[Stored data]

PR #1217, opened 2023-01-05
RUMM-2797 SR RequestFactory allow to throw exceptions

mariusc83:
### What does this PR do?

### Motivation

### Additional Notes

### DIFF
--- a/dd-sdk-android/src/main/kotlin/com/datadog/android/sessionreplay/internal/domain/SessionReplayRequestFactory.kt
+++ b/dd-sdk-android/src/main/kotlin/com/datadog/android/sessionreplay/internal/domain/SessionReplayRequestFactory.kt
@@ -6,10 +6,9 @@
 
 package com.datadog.android.sessionreplay.internal.domain
 
-import com.datadog.android.core.internal.utils.internalLogger
 import com.datadog.android.rum.RumAttributes
+import com.datadog.android.sessionreplay.internal.exception.InvalidPayloadFormatException
 import com.datadog.android.sessionreplay.net.BatchesToSegmentsMapper
-import com.datadog.android.v2.api.InternalLogger
 import com.datadog.android.v2.api.Request
 import com.datadog.android.v2.api.RequestFactory
 import com.datadog.android.v2.api.context.DatadogContext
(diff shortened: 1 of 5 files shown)


dd-sdk-android/src/main/kotlin/com/datadog/android/sessionreplay/internal/domain/SessionReplayRequestFactory.kt
```diff
@@ -109,45 +89,33 @@ internal class SessionReplayRequestFactory(
...
-                e
-            )
-            null
-        }
+    private fun extractByteArrayFromBody(body: RequestBody): ByteArray {
+        val buffer = Buffer()
+        @Suppress("UnsafeThirdPartyFunctionCall")
+        body.writeTo(buffer)
+        @Suppress("UnsafeThirdPartyFunctionCall")
+        return buffer.readByteArray()
```
0xnm, line 113: this `readByteArray` method is strange - it says that it can throw `IOException`, but the actual implementation actually can also throw `Error`:

```
    try {
      return readByteArray(size);
    } catch (EOFException e) {
      throw new AssertionError(e);
    }
```

Do you think we should catch it? Because the outer code only handles exceptions, but not errors. Normally errors are not recoverable though, so maybe we don't need to.

dd-sdk-android/src/main/kotlin/com/datadog/android/sessionreplay/internal/exception/InvalidPayloadFormatException.kt
```diff
@@ -0,0 +1,9 @@
+/*
+ * Unless explicitly stated otherwise all files in this repository are licensed under the Apache License Version 2.0.
+ * This product includes software developed at Datadog (https://www.datadoghq.com/).
+ * Copyright 2016-Present Datadog, Inc.
+ */
+
+package com.datadog.android.sessionreplay.internal.exception
+
+internal class InvalidPayloadFormatException(message: String) : Exception(message)
```
0xnm, line 9: Let's make it extend `RuntimeException`, so that it is not checked one.

```suggestion
internal class InvalidPayloadFormatException(message: String) : RuntimeException(message)
```

0xnm (approved):
I left some comments, but overall ltgm.

dd-sdk-android/src/main/kotlin/com/datadog/android/sessionreplay/internal/domain/SessionReplayRequestFactory.kt
mariusc83: yeah...that's the thing...I would leave errors not caught ...it will be another thread anyway not the main thread.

[What you should do]
Pick out and copy the lines of the material that include the word "readByteArray".

[Task response]
+        return buffer.readByteArray()
0xnm, line 113: this `readByteArray` method is strange - it says that it can throw `IOException`, but the actual implementation actually can also throw `Error`:
      return readByteArray(size);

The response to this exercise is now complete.